Setelah bintang-bintang lenyap dari pandangan, fajar pun menyingsing.
Pagi lalu malam pun tiba, mereka tidak tahu sudah berapa lama terombang ambing dimainkan ombak. Namun mereka sadar semangat mereka pun makin luluh, ketahanan fisik mereka makin lemah, mulut kering bibir pecah, lidah kelu tak bisa bicara lagi.
Tapi dalam keadaan seperti itu, mereka memang tidak perlu banyak bicara. Hati mereka telah bersatu padu, perasaan mereka sudah manunggal.
Dengan tenang mereka menanti ajal, mati tanpa menyesal. Umpama menyesal, namun apa yang dapat mereka lakukan" Apa boleh buat.
Entah berapa lama lagi, Cui-Thian-ki membuka mata dan menatap Oh-Put-jiu, katanya lirih,
"Kekasihku ...selamat tinggal!"
"Apa katamu?" teriak Oh-Put-jiu kaget.
"Aku tak tahan lagi ...aku ...aku akan, berangkat dulu."
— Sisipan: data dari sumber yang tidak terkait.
PR #12496, opened 2020-07-16
Provide secret manager for proxy cache project

reasonerjt:
This commit provides the secret manager for proxy cache.
The secret is used for pushing blobs to local when it's proxied from
remote registry.
Each secret can be used only once and has a relatively short expiration
time.

### DIFF
--- a/src/pkg/proxy/secret/manager.go
+++ b/src/pkg/proxy/secret/manager.go
@@ -1,0 +1,70 @@
+package secret
+
+import (
+	"sync"
+	"time"
+
+	"github.com/goharbor/harbor/src/common/utils"
+)
+
+const defaultExpiration = 15 * time.Second
+
+type targetRepository struct {
+	name      string
+	expiresAt time.Time
+}
+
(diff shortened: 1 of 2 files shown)


src/pkg/proxy/secret/manager.go
```diff
@@ -0,0 +1,70 @@
...
+}
+
+func (man *mgr) Verify(sec, rn string) bool {
+	v, ok := man.m.Load(sec)
+	if !ok {
+		return false
+	}
+	p, ok := v.(targetRepository)
+	if ok && p.name == rn {
+		defer man.m.Delete(sec)
```
stonezdj, line 46: What if Generate > Verify ? it will cause memory leak.

reasonerjt: Added GC mechanism in commit:
https://github.com/goharbor/harbor/pull/12496/commits/6b005727ddff8be47bc43d063d1ac6f7527c03a4

PR #12512, opened 2020-07-17
Include the registry info in the project summary API for proxy cache project

ywk253100:
Include the registry info in the project summary API for proxy cache project

### DIFF
--- a/src/common/models/project.go
+++ b/src/common/models/project.go
@@ -19,6 +19,7 @@ import (
 	"time"
 
 	"github.com/goharbor/harbor/src/pkg/quota/types"
+	"github.com/goharbor/harbor/src/replication/model"
 )
 
 const (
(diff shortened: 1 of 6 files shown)


src/common/models/project.go
```diff
@@ -211,5 +212,6 @@ type ProjectSummary struct {
 	GuestCount        int64 `json:"guest_count"`
 	LimitedGuestCount int64 `json:"limited_guest_count"`
 
-	Quota *QuotaSummary `json:"quota,omitempty"`
+	Quota    *QuotaSummary   `json:"quota,omitempty"`
+	Registry *model.Registry `json:"registry"`
```
reasonerjt, line 216: Would it expose too much information in the response?
I think all it needs is endpoint and may be ID?

ywk253100: The `URL` itself isn't enough to show the registry information as users can create two registries with the same `URL` but different `Credential`.  So the `ID`, `Name`, `Description`, `Type` and `URL` can describe the overall of a registry.
If so, hiding the other attributes(`Insecure`, `Status`, `CreationTime`, `UpdateTime`) isn't very meaningful?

"kau ...jangan ...tidak boleh ...."
"Bertahan lebih lama juga hanya menambah derita ...biarlah aku berangkat lebih dulu, apa kau rela aku menderita lebih lama?"
"Tapi kau ...aku ..." mulut Oh-Put-jiu tidak bisa bicara, tapi kedua tangannya masih memegangnya erat-erat.
Rawan suara Cui-Thian-ki, "Biarlah aku berangkat, aku mohon padamu, lepaskan aku ...."
Oh-Put-jiu menggigit bibir, "Kalau ingin berangkat, marilah kita berangkat bersama."
"Tidak boleh, jangan ... engkau masih ada kesempatan."
"Kalau kau pergi, masih ada kesempatan apa pula bagiku" Apa engkau tidak tahu, selama beberapa tahun ini berlandaskan apa aku bertahan. Kalau bisa mati bersamamu, aku sudah merasa puas, kau ..."
Mendadak ia terbelalak dan berteriak, "Hei engkau tidak perlu mati, aku pun tidak akan mati!
Coba lihat, apa itu?"
Di bawah mega, di tengah laut yang biru tampak bayangan sebuah layar.
Bisa mati bersama orang yang dicintai memang kejadian yang membahagiakan, tapi dapat bertahan hidup dengan orang yang dicintai jelas lebih baik dari pada mati bersama.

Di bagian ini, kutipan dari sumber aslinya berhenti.